[Saved entries]
PR #76, opened 2014-07-02
BCrypt implementation

timw:
Implementation of raw and OpenBSD/crypt style bcrypt password hash functions.

Raw and OpenBSD style are separated.
The OpenBSD/crypt style is most useful for compatibility with existing uses or clients wanting a simple hash+params encoding.
The raw style could be plugged into a future password hash API quite easily (i.e. based on the PHC API).

To reuse the existing Blowfish implementation (having an unverified copy is the cause of at least one major bug in crypt_blowfish) BlowfishEngine is extended slightly with hooks to allow the key schedule to be overridden and for salt to be mixed in during table processing in key setup. Performance impact should be negligible given the existing cost of the Blowfish key setup.

In the OpenBSD implementation the 2 (original), 2a, 2b and 2y formats are supported (a/b/y are algorithmically equivalent, but represent bug fixes in various crypt implementations). The crypt_blowfish 2x and 'safe 2a' modes are not implemented since they require borking the BlowfishEngine (where the bug was identified).

Cross tested with JBCrypt and OpenWall crypt_blowfish test vectors (links in unit tests).

Also added checking for defined key sizes in BlowfishEngine, with a constructor/factory for uses needing unrestricted key lengths (bcrypt being one of them). That's in a separate commit, so feel free to drop/amend.

### DIFF
--- a/core/src/main/java/org/bouncycastle/crypto/engines/BlowfishEngine.java
+++ b/core/src/main/java/org/bouncycastle/crypto/engines/BlowfishEngine.java
@@ -7,15 +7,70 @@ import org.bouncycastle.crypto.OutputLengthException;
 import org.bouncycastle.crypto.params.KeyParameter;
 
 /**
- * A class that provides Blowfish key encryption operations,
- * such as encoding data and generating keys.
- * All the algorithms herein are from Applied Cryptography
- * and implement a simplified cryptography interface.
+ * Implementation of the <a href="https://www.schneier.com/blowfish.html">Blowfish block cipher</a>
+ * as described in Applied Cryptography.
  */
-public final class BlowfishEngine
+public class BlowfishEngine
 implements BlockCipher
 {
-    private final static int[] 
+
+    /**
+     * A cyclic producer of 4 byte words.
+     */
+    protected interface WordCycle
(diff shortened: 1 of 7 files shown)


bcgit:
Finally added with some modifications. Thanks.

timw:
Meh. I tried to avoid copying the entire Blowfish implementation just to modify the key setup tweak (200 loc vs 600 loc).

There's at least one bug in the BCrypt as committed, amusingly one [known in jBCrypt since 2013](https://bugzilla.mindrot.org/show_bug.cgi?id=2097) but actually fixed only 2 days ago.

bcgit:
Might be worth fixing it now then! It looks straightforward enough... is there a test vector for it?

Copied the code to avoid making BlowfishEngine non-final... There's probably another way but it will do for now. It's a pity it wound up in generators.

timw:
Yeah, there's the odd time I hanker for a C++ friend equivalent. 
I don't think there's a test vector (cost == 31 is a little OTT for unit tests) - it's probably sufficient to fix with a comment given it's an edge case.

bcgit:
cost 31 now fixed.

PR #82, opened 2014-07-25
PGP: Add constants for GNU protection modes in PGP S2K class

dschuermann:
These are the two actually used protection modes in GnuPG. I found them by reading the gpg sourcecode.


bcgit:
Added. Thanks!

PR #83, opened 2014-07-25
Stop TLS testcases causing failure on JUnit constructor requirements

rtyley:
If you run the Gradle build, you'd see TlsTestCase & DTLSTestCase cause a build failure:

```
junit.framework.AssertionFailedError:
Class org.bouncycastle.crypto.tls.test.DTLSTestCase has no public
constructor TestCase(String name) or TestCase()
```

The reason is that both these testcases actually have two-arg constructors (because they need a bunch of extra configuration data), so don't fit the normal no-arg or one-arg constructor requirement of classes extending `TestCase`.

The fix used here is to employ JUnit 'parameterized tests', rather than a TestSuite:

https://github.com/junit-team/junit/wiki/Parameterized-tests

P.S. You can see also see the Gradle build failure in Travis CI here:

https://travis-ci.org/rtyley/spongycastle/builds/29981411#L1052-L1056

(this is why BC needs https://github.com/bcgit/bc-java/pull/80 !)


peterdettman:
Fixed in an alternative, but straight-forward way. Parameterized tests appear to depend on annotations, which are of course only Java 1.5+. Instead, we just pass a dummy test if we weren't created by the test suite.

## Aim of the task:
For the lines above, output exactly those from the line containing "If you run the" through the line containing "The fix used", and skip the others.

## Solution for this problem:
If you run the Gradle build, you'd see TlsTestCase & DTLSTestCase cause a build failure:

```
junit.framework.AssertionFailedError:
Class org.bouncycastle.crypto.tls.test.DTLSTestCase has no public
constructor TestCase(String name) or TestCase()
```

The reason is that both these testcases actually have two-arg constructors (because they need a bunch of extra configuration data), so don't fit the normal no-arg or one-arg constructor requirement of classes extending `TestCase`.

The fix used here is to employ JUnit 'parameterized tests', rather than a TestSuite:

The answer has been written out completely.